Text to Image
Generate photo-realistic images from text descriptions
Text-to-image generation is the task of creating images from textual descriptions using diffusion models. These models learn to gradually denoise random noise into coherent images guided by text prompts, enabling creative applications ranging from art generation to product visualization and content creation.
Learn About Text-to-Image Generation
New to text-to-image generation? Visit our Text-to-Image Concepts Guide to learn about diffusion models, prompt engineering, and best practices for generating high-quality images.
Available Models
Stable Diffusion Models
Stable Diffusion uses latent diffusion to efficiently generate high-quality images from text prompts with excellent prompt understanding.
- Stable Diffusion v1.5 - Most popular text-to-image model, 512x512 output, excellent prompt adherence
Common Configuration
Training Data Structure
Fine-tuning requires paired images and captions:
train_images/
├── image1.jpg
├── image2.jpg
└── ...
image_captions.csv
├── filename,caption
├── image1.jpg,"A detailed description"
├── image2.jpg,"Another description"
└── ...Key Generation Parameters
Num Inference Steps: Number of denoising steps
- More steps: Higher quality, slower generation
- Fewer steps: Faster, potentially less refined
- Typical range: 20-100 steps
- Default 50 is good balance
Guidance Scale: Strength of text prompt influence
- Higher values: Closer adherence to prompt, less creative
- Lower values: More creative variation, less prompt adherence
- Typical range: 5.0-15.0
- Default 7.5 works for most cases
Seed: Random seed for reproducibility
- Same seed + prompt = identical image
- Essential for iterating on prompts
- Change seed for variations on same prompt
Learning Rate: Fine-tuning step size
- Lower rates: More stable, slower learning
- Higher rates: Faster but risk instability
- Typical range: 1e-6 to 5e-5
- Default 1e-5 recommended
Fine-tuning vs Inference
Inference Only (Recommended for Most Users)

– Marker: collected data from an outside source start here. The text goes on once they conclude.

Issue #904, opened 2023-03-22
Automatic MaxItem preservation in minor versions


iwahbe:
## Hello!

- Vote on this issue by adding a 👍 reaction
- If you want to implement this feature, comment to let us know (we'll work with you on design, scheduling, etc.)

### Context
The addition or remove of `MaxItemsOne` on an upstream property is a breaking change in the downstream Pulumi provider. 

The bridge projects `{ Type: List, Element: T, MaxItemOne: true }` as `T`, so removing `MaxItemOne` changes the projected type to `List[T]`. Adding `MaxItemOne: true` goes the other way, changing `List[T]` into `T`. 

Inspired by https://github.com/pulumi/pulumi-openstack/issues/248

### The problem
1. Removing `MaxItem: 1` is a non-breaking change in terraform, so we should make it non-breaking in pulumi.
2. Adding `MaxItem: 1` is a breaking change in terraform, but it is more disruptive in Pulumi than terraform.

### The solution

We should add `AutoAlias` style functionality to the bridge, adding appropriate alterations on minor updates, and remove then on major updates.

With regards to (2), the ecosystem team needs to decide on the correct step to remediate the break (design docs welcome), then implement it.

The playbook for doing this manually is [maxitemsone.md](https://github.com/pulumi/platform-providers-team/blob/main/playbooks/maxitemsone.md) (Pulumi org only).

### Affected area/feature

`tokens.go` in the bridge.

PR #1007, opened 2023-04-18
Add MaxItemOne aliasing

iwahbe:
This PR augments `AutoAlias` to include support for "sticky" MaxItemOne properties.

When `AutoAlias` runs, it remembers the state of all values and sets `ProviderInfo.Resources` accordingly. This prevents upstream breaking changes from effecting Pulumi users.

When a new major version is set, `AutoAlias` discards its memory of aliases, allowing the provider to revert to its correct values.

Fixes https://github.com/pulumi/pulumi-terraform-bridge/issues/904

### DIFF
--- a/pkg/tfbridge/x/token_test.go
+++ b/pkg/tfbridge/x/token_test.go
@@ -23,24 +23,24 @@ import (
 
 	"github.com/pulumi/pulumi-terraform-bridge/v3/pkg/tfbridge"
 	shim "github.com/pulumi/pulumi-terraform-bridge/v3/pkg/tfshim"
-	"github.com/pulumi/pulumi-terraform-bridge/v3/pkg/tfshim/util"
+	"github.com/pulumi/pulumi-terraform-bridge/v3/pkg/tfshim/schema"
 	"github.com/pulumi/pulumi-terraform-bridge/v3/unstable/metadata"
 	md "github.com/pulumi/pulumi-terraform-bridge/v3/unstable/metadata"
 )
 
 func TestTokensSingleModule(t *testing.T) {
 	info := tfbridge.ProviderInfo{
-		P: Provider{
-			resources: map[string]shim.SchemaMap{
+		P: (&schema.Provider{
+			ResourcesMap: schema.ResourceMap{
 				"foo_fizz_buzz":       nil,
 				"foo_bar_hello_world": nil,
 				"foo_bar":             nil,
 			},
-			datasources: map[string]shim.SchemaMap{
+			DataSourcesMap: schema.ResourceMap{
 				"foo_source1":             nil,
 				"foo_very_special_source": nil,
 			},
-		},
+		}).Shim(),
 	}
 
 	makeToken := func(module, name string) (string, error) {
@@ -81,8 +81,8 @@ func TestTokensSingleModule(t *testing.T) {
 
 func TestTokensKnownModules(t *testing.T) {
 	info := tfbridge.ProviderInfo{
-		P: Provider{
-			resources: map[string]shim.SchemaMap{
+		P: (&schema.Provider{
+			ResourcesMap: schema.ResourceMap{
 				"cs101_fizz_buzz_one_five": nil,
 				"cs101_fizz_three":         nil,
 				"cs101_fizz_three_six":     nil,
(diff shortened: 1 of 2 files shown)


aq17 (approved):
LGTM 👍🏼

pkg/tfbridge/x/token_test.go
```diff
@@ -472,46 +473,333 @@ func TestAliasing(t *testing.T) {
...
+			return r.Schema()
+		},
+	}
+}
+
+func (r Resource) Schema() shim.SchemaMap {
+	return r.schema
+}
+
+func newSchemaMap(m map[string]shim.Schema) shim.SchemaMap {
```
t0yv0, line 767: FWIW there's some existing structs implementing shim.SchemaMap in the shim module, not a blocker..

pkg/tfbridge/x/tokens.go
```diff
@@ -472,20 +472,33 @@ type alias[T ~string] struct {
 }
 
 type aliasHistory struct {
-	Resources   map[string]*tokenHistory[tokens.Type]         `json:"resources"`
+	Resources   map[string]*resourceHistory                   `json:"resources"`
```
t0yv0, line 475: So this is a change to a serializable struct that does not look bw-compat.. will it break parsing existing JSON data that was serialized using the previous form?

t0yv0: Ah never mind, it might be bw-compat because tokenHistory[tokens.Type] is embedded.

pkg/tfbridge/x/token_test.go
```diff
@@ -472,46 +473,333 @@ func TestAliasing(t *testing.T) {
...
+
+	info = provider(false, true)
+
+	// Apply metadata back into the provider
+	info.Version = "1.0.0" // New major version
+	err = AutoAliasing(info, metadata)
+	require.NoError(t, err)
+
+	assert.Nil(t, info.Resources["pkg_r1"].Fields["f1"].MaxItemsOne)
+	assert.Nil(t, info.Resources["pkg_r1"].Fields["f2"].MaxItemsOne)
```
t0yv0, line 623: Could you talk me through this one? 

```info = provider(false, true)```

This makes a provider with `info.Resources["pkg_r1"].Fields["f2"].MaxItemsOne == true` before the auto-alias pass. Why does it become nil after the AutoAlias pass? Weren't we supposed to discard history and leave as-is on a new major version?

File: pkg/tfbridge/x/token_test.go [hunk 4]
```diff
@@ -472,46 +473,333 @@ func TestAliasing(t *testing.T) {
...
+	assert.Equal(t, `{
+    "auto-aliasing": {
+        "resources": {
+            "pkg_r1": {
+                "current": "pkg:index/r1:R1",
+                "majorVersion": 1,
+                "fields": {
+                    "f1": {
+                        "maxItemOne": false
```
t0yv0, line 632: Perhaps `omitempty` to skip false ones in the serial form.

t0yv0:
This is looking good, walk is the recursion over three structures that does most of the job it looks like. I had a few questions.

pkg/tfbridge/x/tokens.go
iwahbe: It is backwards compatible via embeddings, but thats good to call out.

pkg/tfbridge/x/token_test.go
iwahbe: The underlying type is a `*bool`. We actually have `omitempty` applied, but we need to keep track of previous values, both true and false.

pkg/tfbridge/x/token_test.go
iwahbe: In this test, we 
1. create a `provider(true, false)`
2. Apply blank metadata on that provider, baking the provider state into `metadata`.
3. Create a new provider with a different `.P` value for `MaxItemsOne` and a new version.
4. We apply the previous `metadata` to the new provider, but `AutoAliasing` discards the old information. Since `AutoAliasing` is applying without previous data, it remembers but doesn't set `info`. (the nil check)

I think your confusion is because `provider(false, true)` does not make a provider with `info.Resources["pkg_r1"].Fields["f2"].MaxItemsOne == true`. It makes a provider with `info.P.resources["pkg_r1"].Fields["f2"].MaxItemsOne == true`, which is different.

t0yv0: Got it. Correct but confusing. The new version wipes the "user overrides" to nil, which is the info.Resources while info.P.Resources is what the provider wants.

t0yv0 (approved):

- Use pre-trained model with custom prompts
- No training data required
- Immediate results
- Great for general image generation
Fine-tuning
- Customize model for specific style or subject
- Requires 50-500 paired images and captions
- Training takes hours to days
- Best for consistent style or specialized subjects
Understanding Metrics
Training Loss: Measures reconstruction quality
- Should decrease steadily during training
- Sudden spikes indicate instability
- Lower is better
Denoising Quality: Visual assessment of generated images
- Coherence: Objects should be recognizable
- Detail: Fine details should be clear
- Prompt adherence: Image should match description
Choosing the Right Model
By Priority
Best Prompt Understanding
- Stable Diffusion v1.5 (excellent natural language comprehension)
Fastest Generation
- Use fewer inference steps (20-30)
- Reduce image resolution
- Lower guidance scale slightly
Highest Quality
- Use more inference steps (80-100)
- Fine-tune on domain-specific data
- Careful prompt engineering
By Use Case
Artistic Creation
- Stable Diffusion v1.5 with guidance_scale=7.5-10
- Experiment with different seeds
- Use detailed, descriptive prompts
Product Visualization
- Fine-tune on product images
- Higher guidance_scale (10-12) for accuracy
- Consistent seeds for product variations
Concept Art
- Lower guidance_scale (5-7) for creativity
- More inference steps (70-100)
- Iterate on prompts with same seed
Content Creation
- Default settings work well
- Focus on prompt engineering
- Generate multiple variations
Best Practices
Prompt Engineering
- Be specific: Include details about style, lighting, composition
- Use modifiers: Add quality terms like "highly detailed", "8k", "photorealistic"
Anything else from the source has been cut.